▶ [DIRECTIONS FOR THIS TASK] Read the records below. Copy each line where the string "lines" occurs.

(Records drawn from a dataset)
PR #41, opened 2023-05-14
Implement horizontal scrolling

ileonte:
Supports both keyboard and mousewheel based scrolling (only `shift+vertical-scroll-wheel` for now, will implement actual horizontal scroll wheel support in a future PR).

### DIFF
--- a/src/draw.jai
+++ b/src/draw.jai
@@ -280,6 +280,11 @@ draw_editor :: (editor_id: s64, main_area: Rect, footer_height: float, ui_id: Ui
 
     editor_is_active := editor_id == editors.active && Input.input_application_has_focus;
 
+    if editor.viewport.rect != rect {
+        editor.viewport.rect = rect;
+        editor.viewport.max_line_pixel_width = 0;
+    }
+
     // Calculate text origin in screen coordinates
     text_offset := make_vector2(char_x_advance, -char_x_advance);
     text_origin := top_left(rect) + text_offset - make_vector2(xx viewport.left, line_height - viewport.top);
@@ -416,6 +421,8 @@ draw_editor :: (editor_id: s64, main_area: Rect, footer_height: float, ui_id: Ui
 
     // Draw editor
     {
+        min_visible_chars :: 5;
+
         push_scissor(rect);
         defer pop_scissor();
 
@@ -435,8 +442,8 @@ draw_editor :: (editor_id: s64, main_area: Rect, footer_height: float, ui_id: Ui
             }
         } else if cursor_moved {
             // Detect if cursor is off screen and start scrolling to it
-            bounds := shrink_x(rect, text_offset.x + char_x_advance * 5);
-            bounds  = shrink_y(bounds, -text_offset.y + line_height * 5);
+            bounds := shrink_x(rect, text_offset.x + char_x_advance * min_visible_chars);
+            bounds  = shrink_y(bounds, -text_offset.y + line_height * min_visible_chars);
             bounds.h += 2;
             bounds.y -= line_height + 2;
             if bounds.w < 0 || bounds.h < 0 then bounds = rect;  // fall back
@@ -517,13 +524,17 @@ draw_editor :: (editor_id: s64, main_area: Rect, footer_height: float, ui_id: Ui
             redraw_requested = true;
         }
 
-        // Smooth keyboard scrolling
-        if editor_smooth_scroll.active && editor_id == editors.active {
+        // Smooth scrolling - vertical
+        if editor_smooth_scroll.direction != .NONE && editor_id == editors.active {
             speed := 60 * line_height;  // pixels per second
             if editor_smooth_scroll.fast then speed *= 2;
             time_elapsed := cast(float) (frame_time - editor_smooth_scroll.started_at);
-            new_scroll_pos := editor_smooth_scroll.start_y + time_elapsed * speed * (ifx editor_smooth_scroll.up then -1 else 1);
-            viewport.top = clamp(cast(s32) new_scroll_pos, 0, max_y_scroll);
+            new_scroll_y := cast(float) editor_smooth_scroll.start_y;
+            if editor_smooth_scroll.direction == {
+                case .UP;    new_scroll_y -= time_elapsed * speed;
+                case .DOWN;  new_scroll_y += time_elapsed * speed;
+            }
+            viewport.top = clamp(cast(s32) new_scroll_y, 0, max_y_scroll);
             viewport.scroll_y.target = viewport.top;
             viewport_remember_glue_point(*viewport, buffer);
             redraw_requested = true;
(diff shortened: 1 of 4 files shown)


src/editors.jai
```diff
@@ -146,12 +148,12 @@ active_editor_handle_event :: (event: Input.Event, action: Action_Editors) -> ha
...
-        case .scroll_viewport_left;             // print("scroll_viewport_left - not implemented\n");
-        case .scroll_viewport_right;            // print("scroll_viewport_right - not implemented\n");
+        case .scroll_viewport_up;               smooth_scroll(editor, direction = .UP);                activate_hold_action(action, event);
+        case .scroll_viewport_up_fast;          smooth_scroll(editor, direction = .UP, fast = true);   activate_hold_action(action, event);
+        case .scroll_viewport_down;             smooth_scroll(editor, direction = .DOWN);              activate_hold_action(action, event);
+        case .scroll_viewport_down_fast;        smooth_scroll(editor, direction = .DOWN, fast = true); activate_hold_action(action, event);
+        case .scroll_viewport_left;             smooth_scroll(editor, direction = .LEFT);              activate_hold_action(action, event);
+        case .scroll_viewport_right;            smooth_scroll(editor, direction = .RIGHT);             activate_hold_action(action, event);
```
focus-editor, line 156: I have tried it and it works very well! However, even though the speed is the same as with a non-fast vertical scroll, it feels much slower, I suppose because the amount of information being scrolled into the viewport is much less - individual characters from some lines, as opposed to whole new lines. 

I would suggest that we use `fast = true` on these. I've tested it and with that option the scroll speed now feels the same both vertically and horizontally.

src/draw.jai
```diff
@@ -517,13 +524,17 @@ draw_editor :: (editor_id: s64, main_area: Rect, footer_height: float, ui_id: Ui
             redraw_requested = true;
         }
 
-        // Smooth keyboard scrolling
-        if editor_smooth_scroll.active && editor_id == editors.active {
+        // Smooth scrolling - vertical
```
focus-editor, line 527: Please could you add a comment why we had to split those scrollings by direction, otherwise we will forget almost inevitably.

Also I added a comment below that we should indicate where we scroll by mouse and where by keyboard.

src/draw.jai
```diff
@@ -554,6 +565,44 @@ draw_editor :: (editor_id: s64, main_area: Rect, footer_height: float, ui_id: Ui
...
+            line := array_view(buffer.bytes, line_start, length);
+            line_pixel_width := cast(s32) ((get_num_chars(line) + min_visible_chars) * char_x_advance);
+            viewport.max_line_pixel_width = max(viewport.max_line_pixel_width, line_pixel_width);
+        }
+        viewport_width := cast(s32) rect.w;
+        max_x_scroll := cast(s32) 0;
+        if viewport.max_line_pixel_width > viewport_width
+            max_x_scroll = viewport.max_line_pixel_width - viewport_width;
+
+        if (ui.hot_last_frame == ui_id || ui.hot_last_frame == scrollbar_id) && mouse_pointer_is_within(rect) && mouse.scroll_x_delta != 0 && !dont_scroll_this_frame {
```
focus-editor, line 580: Given how many ways of scrolling we now have it really would help if we had a comment before each. E.g. here it's scrolling by mouse, and below on line 591 it says "Smooth scrolling - horizontal" - we should probably clarify that it means keyboard scrolling. 
Same about the vertical scroll section.

src/draw.jai
```diff
@@ -554,6 +565,44 @@ draw_editor :: (editor_id: s64, main_area: Rect, footer_height: float, ui_id: Ui
...
+            line_start := get_line_start_offset(buffer, line_num);
+            length := get_line_start_offset(buffer, line_num+1) - line_start;
+            line := array_view(buffer.bytes, line_start, length);
+            line_pixel_width := cast(s32) ((get_num_chars(line) + min_visible_chars) * char_x_advance);
+            viewport.max_line_pixel_width = max(viewport.max_line_pixel_width, line_pixel_width);
+        }
+        viewport_width := cast(s32) rect.w;
+        max_x_scroll := cast(s32) 0;
+        if viewport.max_line_pixel_width > viewport_width
+            max_x_scroll = viewport.max_line_pixel_width - viewport_width;
```
focus-editor, line 578: This codebase does not use this style of `if`. If it's a one-statement `if`, it's usually put on one line with a `then`, otherwise curly braces are always used.

Sorry for being nitpicky, just want to establish a sort-of consistent style

src/draw.jai
```diff
@@ -280,6 +280,11 @@ draw_editor :: (editor_id: s64, main_area: Rect, footer_height: float, ui_id: Ui
 
     editor_is_active := editor_id == editors.active && Input.input_application_has_focus;
 
+    if editor.viewport.rect != rect {
+        editor.viewport.rect = rect;
+        editor.viewport.max_line_pixel_width = 0;
+    }
```
focus-editor, line 286: Two things.

1. I'm not sure why this is needed - I tried commenting it out and couldn't see the difference with a split editor and not. Could you please explain? Also I have a feeling that we don't need to compare rects there, maybe only comparing width would suffice?
2. My understanding is that unless we resize the editor we will keep increasing the max line pixel width every time we encounter a larger line. The problem with this is that it will allow us to scroll right way past the visible lines sometimes, and I'd want to avoid that - when you're scrolling right you should only reach the visible line limit (unless your `viewport.left` is already past that limit, in which case just don't scroll but maintain the position - that is, no snapping back to the limit)

focus-editor (changes requested):
Very good work, thanks for submitting it. Sorry for a million comments.

src/draw.jai
ileonte: `viewport.rect` is leftover from a test I ran, I will remove it.

As for `max_line_pixel_width`:
- I found it extremely annoying when the editor dynamically decreased the max scroll size. I'm used to be able to set the horizontal scroll position and then scroll vertically to see what else in the file is "visible" at that horizontal offset (it's pretty helpful when you try to keep line lengths close to a max size). I don't think having the view automatically adjust horizontally is a good experience.
- The fact that it doesn't currently have a way to decrease is something I think could be solved by adjusting it during file edit, but I didn't have the time to look into it: the idea is that we would need to remember the line number of the longest line; then, when processing input, if we modify the longest line in any way we just reset `max_line_pixel_width` to `0` and let the draw function recompute it.

focus-editor: > I don't think having the view automatically adjust horizontally is a good experience.

That's what I also said. If you scroll down after having scrolled to the end of a long line which is no longer visible, it definitely shouldn't snap back to the limit. But after you scroll to the left then the limit should shrink back, not allowing you to scroll right.

If you don't want to implement it, we can merge this and I can have a look later

focus-editor: I'm happy with the changes you've already made, so can merge and then we will look into shrinking it later

ileonte: It's not a question of not wanting to implement it, I'm just not sure I understand what the behavior you want is exactly. I just implemented the behavior I'm used to.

▶ [ANSWER TO THIS TASK]
focus-editor, line 156: I have tried it and it works very well! However, even though the speed is the same as with a non-fast vertical scroll, it feels much slower, I suppose because the amount of information being scrolled into the viewport is much less - individual characters from some lines, as opposed to whole new lines. 
2. My understanding is that unless we resize the editor we will keep increasing the max line pixel width every time we encounter a larger line. The problem with this is that it will allow us to scroll right way past the visible lines sometimes, and I'd want to avoid that - when you're scrolling right you should only reach the visible line limit (unless your `viewport.left` is already past that limit, in which case just don't scroll but maintain the position - that is, no snapping back to the limit)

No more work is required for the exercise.